Reversal potential of wild-type and GlyT2-E650M mutant-mediated currents as a function of the external Na⁺ concentration. (A,B) GlyT2 oocytes injected with 18 nM of glycine and NaCl: current-voltage relationships (A) and E_Rev plotted as a function of the log [Na⁺]o (B). (C,D) GlyT2-E650M oocytes injected with 18 nM of glycine: current-voltage relationships (C) and E_Rev plotted as a function of the log [Na⁺]o (D).

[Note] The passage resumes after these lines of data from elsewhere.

Issue #318, opened 2022-09-09
initial survival metrics


topepo:
Let's table the ROC curves for now. There are some methodological issues to work out. 

I think that we should start with concordance for event time outcomes and Brier scores. 

Concordance is pretty straight-forward and there is [already some work on this](https://github.com/tidymodels/yardstick/tree/feature/survival-concordance).

For  Brier scores, I would start by implementing the binary and multi class versions first (for now, let's call that function `brier_class()`). The survival version(s) (say `brier_time()`?) would need an argument for the time to compute the probability. 
There was some previous work here too #18 and #202

Some open questions: 

* How do we include the time setting in the resulting data? 
* If someone specifies multiple time points, how would a user of the tune package specify one of them to optimize on? 
* Some Brier scores need to use weights based on the probability of a data point being censored. There are a lot of ways to do this but a simple KM curve, based on the training set, would do. How would we facilitate that? 
* Brier scores can also be decomposed in a few ways. We should think about doing that in specialized functions (as in #202).

EmilHvitfeldt:
This issue is mostly done now. I'm closing it in favor of https://github.com/tidymodels/yardstick/issues/396, which is used for progress keeping

Issue #311, opened 2022-07-06
Feature request: custom `direction` in `new_metric()`


mikemahoney218:
## Feature

Apologies if this already exists and I've missed it.

It would be useful to allow custom `direction` options when creating new metrics. My current use-case for this behavior is implementing [Geary's C](https://en.wikipedia.org/wiki/Geary%27s_C) in [waywiser](https://github.com/mikemahoney218/waywiser), which has an optimal value of 1; while this case is easy to engineer around (a metric C* exists such that `C* = C - 1`, letting `direction = "zero"`) I think there may be other metrics which would benefit from being able to provide their own direction arguments.

DavisVaughan:
The biggest issue with a completely custom `direction` is that tune somehow has to know how to use it. In particular, `tune_bayes()` does different things depending on whether you are minimizing/maximizing your metric 

https://github.com/tidymodels/tune/blob/e4b7485f6196c005d457f713c2bc5da5ffbfb63c/R/tune_bayes.R#L216

So does `show_best()` I believe

EmilHvitfeldt:
Having thought about this for a while I'm going to close this issue. The gains we could have from this issue is outweighed by the  complexity we would need to add here and in tune (and friends).

Especially since there is an alternative which would be to adjust the metric in question to be either maximizable or minimizable, as suggested by @mikemahoney218 .

PR #320, opened 2022-09-13
proposal for dynamic metrics

topepo:
See #318

This PR is not meant to be merged but to serve as how to incorporate censored regression performance statistics that require a time parameter (with 1 or more values). 

The tidyup format is used. Please use this issue to discuss. Potentially interested parties: @mikemahoney218, @dincerti, and @exuberantleigh

### DIFF
--- a/dynamic metrics.md
+++ b/dynamic metrics.md
@@ -1,0 +1,165 @@
+# yardstick modifications for censored data metrics
+
+**Champion**: Max Kuhn  
+**Co-champion**: Hannah Frick, Emil Hvitfeldt  
+**Status**: Proposal  
+
+## Abstract
+
+Censored regression models have an added dimension to their analysis. To compute model performance, some metrics require the specification of _analysis times_ (a.k.a. time prediction horizons). Thgesr are chosen by the user and depend on the data and the context of their application. For example, if 5- and 10-year cancer-free survival are clinically important quantities, the model's performance should be evaluated on how well it predicts at the 5 and 10 year marks. 
+
+This requires some changes in tidymodels, specifically yardstick performance metrics. 
+
+## Motivation
+
+With censored time-to-event data, there are performance metrics that are _dynamic_ in nature; one or more time points for the analysis must be specified. For example, the [Brier score](https://en.wikipedia.org/wiki/Brier_score) for [censored data](https://arxiv.org/abs/1912.08581) uses survivor probability predictions at specific time points. Users will typically want dynamic metrics computed at multiple points in time. 
+
+The results of a yardstick function or metrics set currently contain three columns: `.metric` (character), `.estimator` (double), and `.estimate` (double). There is no available slot for ancillary information, such as the time-of-analysis. We will suggest how to include this information into metric results.
+
+
+## Solution
+
+(Notation: in the discussion here, the vector of time points for the dynamic analyses will be denoted as `.time`.) 
+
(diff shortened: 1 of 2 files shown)


dynamic metrics.md
```diff
@@ -0,0 +1,165 @@
...
+
+There very well might be other situations in the future where there are additional parameters (similar to `.time`). We believe that a list column approach may be used to address these issues. 
+
+Two potential uses are: 
+
+* For some spatial metrics, additional _data_ must be attached to compute additional metrics. The documentation for the [waywiser](https://github.com/mikemahoney218/waywiser) package shows an example where spatial geometry data is returned  to calculate spatial weights.
+
+* There is a tidymodels proposal to compute model characterization values to optionally return with performance metrics. For example, for a simple decision tree, we might return the number of terminal nodes, the number of predictors used in the splits, and the names of these predictors. While the first two quantities are scalars, the last is a vector of predictor names.
+
+It is possible that the approach listed above could accommodate situations such as these.
```
mikemahoney218, line 119: I don't immediately understand how this would extend to work with spatial data. In that situation, you need the actual geometry for each row, which is an (effectively) unique identifier. You also need _all_ of these values (for the assessment set, at least) at the same time; the metrics depend on the relative positions of each point in the assessment set to each other, not just the position of the current point.

That said, I've started thinking that the actual workflow in practice for spatial metrics isn't going to be "look at the mean spatial metrics for each assessment set in fit_resamples", but rather "connect the predictions from fit_resamples back to the original data and estimate the spatial metrics once, for the entire data set, using hold-out predictions". That's not going to require any changes in yardstick, I _think_, and so I think it's fine to do the optimal thing for survival analyses without worrying about spatial data.

mikemahoney218: > I've started thinking that the actual workflow in practice for spatial metrics...

For context: no one is really tuning models based on spatial error distributions (for the same reason you don't tune based on bias, as it doesn't improve accuracy); they're checking spatial autocorrelation to either justify ignoring spatial structure in their model or to identify "problem areas" and potential ways to mitigate them. I think a more common workflow is where parameters are tuned using `rmse()`, and then spatial autocorrelation is checked before the model is "finalized".

dynamic metrics.md
```diff
@@ -0,0 +1,165 @@
...
+Two potential uses are: 
+
+* For some spatial metrics, additional _data_ must be attached to compute additional metrics. The documentation for the [waywiser](https://github.com/mikemahoney218/waywiser) package shows an example where spatial geometry data is returned  to calculate spatial weights.
+
+* There is a tidymodels proposal to compute model characterization values to optionally return with performance metrics. For example, for a simple decision tree, we might return the number of terminal nodes, the number of predictors used in the splits, and the names of these predictors. While the first two quantities are scalars, the last is a vector of predictor names.
+
+It is possible that the approach listed above could accommodate situations such as these. 
+
+
+## Other issues issues around dynamic metrics
```
mikemahoney218, line 122: I really like this section -- passing multiple weight-matrix functions through `.weights` feels great, and I'd love for passing `select_best_*` to be supported to solve #311

DavisVaughan (approved):
This aligns with my interpretation of what we discussed in the group meeting, and still feels right to me

(Approving to show I agree with what is written, not to request that it is merged)

EmilHvitfeldt (approved):

hfrick (approved):

simonpcouch (approved):

EmilHvitfeldt:
This PR has served its purpose, I'm closing it.

PR #498, opened 2021-03-07
[MediaRelay] Add support for unbuffered to MediaRelay

Laityned:
Support for unbuffered RelayStreamTrack, to ensure no delay between the original track and relayed track

### DIFF
--- a/src/aiortc/contrib/media.py
+++ b/src/aiortc/contrib/media.py
@@ -395,23 +395,38 @@ class MediaRecorder:
 
 
 class RelayStreamTrack(MediaStreamTrack):
-    def __init__(self, relay, source: MediaStreamTrack) -> None:
+    def __init__(self, relay, source: MediaStreamTrack, buffered) -> None:
         super().__init__()
         self.kind = source.kind
         self._relay = relay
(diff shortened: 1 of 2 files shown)


jlaine:
This looks very cool, I'll take it for a spin. Could we add an explanation of the buffered argument to the doc string?

Laityned:
Added param to docstring

johnboiles:
I tried this out with the webcam.py example but wasn't able to see a difference in video latency. Are you seeing noticeable latency introduced by the buffering in MediaRelay?

Laityned:
On a single videostream, it is not noticable. However when using a larger number of clients, you will reach a point where your asyncio event loop is slower than framerate of the camera. 

Since the camera is in a seperate thread it keeps filling the buffer, while the clients suffer from a drop in framerate due to the performance issues of the asyncio event loop. 

The buffer will keep increasing and could lead to a out of memory. Also since the buffer is filling at a faster rate than the frames are transmitted an increased latency will occur between the client and webcam server.

johnboiles:
Got it. I experimented with it a bit more and with multiple clients connected on a Pi, it would definitely start dropping frames. This means if an I-frame gets dropped, the video gets all messed up for a bit. But probably better than OOM-ing!

PR #504, opened 2021-03-10
[Peerconnection] Add clear error when no common codec is found

Laityned:


jlaine:
I tried never to make up exceptions so far, and instead used the same names as the JS API. How does the JS API react to a lack of common codecs? I have a feeling it probably doesn't fail calling `setRemoteDescription` but instead rejects the media section in its answer.

jlaine:
Thanks for this!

Linear regression equation is presented in the graphs.

FIGURE 8

Lithium dependence of glycine transport of wild-type GlyTs and mutant transporters. (A,B) COS7 cells expressing wild-type GlyT2 or GlyT2-E650M (A) or wild-type GlyT1 or GlyT1-M475E (B) were assayed for ³[H]-glycine transport in HBS containing 30 mM NaCl concentration in every point and the indicated increased LiCl concentration up to 150 mM that was reached by isotonic supplementation with choline chloride. ^∗p < 0.05 Mann–Whitney test.

FIGURE 9

Chloride dependence of glycine-induced steady-state currents and glycine transport by wild-type GlyTs and mutant transporters. (A,B) Glycine-induced currents: the membrane voltage of oocytes expressing the indicated transporters was stepped from a holding potential of –60 mV to voltages between –150 to 30 mV in –20 mV increments. Currents in 100 mM NaCl recording solution (A) or in chloride-free solution (described in material and methods) (B) were subtracted from those in the same medium supplemented with 1 mM Gly. At each potential glycine-induced currents were averaged and normalized to those at –150 mV. (C,D) COS7 cells expressing the indicated transporters were assayed for glycine transport in the presence of increasing extracellular NaCl concentrations (isotonic substitution by sodium gluconate). Control glycine transport by wild-type GlyT2 and GlyT1 was 3.3 ± 0.3 and 2.6 ± 0.3 nmol glycine/mg protein/10 min, respectively. Representative experiments are shown repeated at least in three separated experiments performed in quadruplicate. Experimental data were fitted to the Michaelis–Menten equation.